ディルガインがレルリラ姫を殺したいのに殺さないのは、
「魔王は姫をさらうものだ」
と、ワルジャークがつぶやいたからである。
ただ、それだけの原因にすぎない。
ディルガインはワルジャークに「姫を殺すな」とはっきり指示されているわけではないのだ。
だから、例え殺されないとしても、危険な状況である。
恐怖を感じた八歳の少女・レルリラ姫の涙腺はすこし潤いを蓄えたが、それに気付いた少女は、強い意思を持って涙腺の潤いを殲滅させた。
状況からレルリラ姫は確信していたのである。
絶対に大丈夫だ、と。
しかし、竜のトムテも息を切らせはじめてきた。
そこで、アルシャーナが声をかけた。
「大丈夫かい?トムテ」
「あ、あたぼうよ!!
け、今朝、ちいっとばかし、レックスの旦那と大喧嘩しすぎただけだっつーのっ!!」
トムテは強気だった。
自分の疲弊の原因が、このたびの戦闘や追撃だとは言わなかった。
そうすることによって、ディルガインよりレックスのほうが上だと言いたい気持ちを示した。
「トムテ、あんた男だな」
とケンヤは感心した。
「へん。姫を救えない竜は、聖騎士レックスの竜とは言えねーからよっ!!」
そのトムテの言葉を聞いたケンヤは、トムテの背中をポン、と軽く叩いて同調し、言った。

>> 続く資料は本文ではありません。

PR #2406, opened 2025-07-09
feature(core): CanvasContext.setProps({useDevicePixels})

felixpalmer:
Followup to https://github.com/visgl/luma.gl/pull/2405, to avoid this hack: https://github.com/visgl/deck.gl/pull/9241/commits/1e786f2b39576a4b412c4b8acf4c0f727895d99d

#### Change List
- Provide way to update `useDevicePixels` prop


ibgreen (approved):
OK. 

Complexity is creeping back in to this surprisingly complicated class.
I think more props could be exposed to setProps, I should make pass later on.

PR #2458, opened 2025-10-29
Bump @vis.gl/ts-plugins

Pessimistress:
For https://github.com/visgl/deck.gl/issues/9840

Can confirm the build output now has 

modules/webgl/dist/adapter/webgl-adapter.js:
```js
        const { WebGLDevice } = await import("./webgl-device.js");
```

modules/webgpu/dist/adapter/webgpu-adapter.js:
```js
        const { WebGPUDevice } = await import("./webgpu-device.js");
```

#### Change List
- Upgrade `@vis.gl/ts-plugin` to bring in support for dynamic imports


ibgreen-openai (approved):
No longer alpha releases, great!

PR #2484, opened 2026-01-08
fix(engine): Avoid crash in generateMipmaps()

felixpalmer:
#### Background

While fixing another issue I notice the `hello-cube` test app is broken. Minimal fix to get it working again. The app will now log `Texture(dynamic-texture-1,rgba8unorm,512x512): generateMipmaps not supported in WebGPU` rather than crashing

「ああ…レルは、これからのウイングラードと下界(ドカニアルド)にとって、大切な人だ。絶対に助ける!!」
今日ケンヤが出会ったレルリラ姫という少女は、八歳にして、しっかりとした王女としての自覚と、風格と、正義感を持っていた。
自分のペースを確固として保っているところがあり、自己中心的な印象も受け、まだ十分相手の空気を読めないところもある。
だがレルリラ姫は、そんな中でも、きちんと相手の立場や主張を汲み取りながら何とか対応しようとしていることに、ケンヤは気付いた。
様々な受難が次々に降り注ぐ一国の王女には、こういう人材が必要なのだ。
そう、ケンヤは強く感じた。
そして再び、声を張り上げた。
「いっけええーっ!!トムテー!!」
「いーってやらああああーっ!!」
トムテはそうケンヤに叫び返し、脚力により力を込めた。
ガンマがトムテに魔法をかけた。
「おっしゃー!!呪文・覚疾速(カールインス)!!」
この魔法の効果により、トムテのスピードは跳ね上がった。
トムテはディルガインに、ぐんぐん追い付いていった。
「追い付きはじめたっ!!」
アルシャーナが叫んだ。
「ぴいっ!」
ぴちくりぴー(鳥)も同意した。
追われる黒獅将ディルガインは、バシュンバシュンと跳ね上がる自分自身の心臓の音をなるべく気にしないようにしつつ、冷静ではない自分に冷静になるよう自分から呼びかけながら、必死で打開策を考えていた。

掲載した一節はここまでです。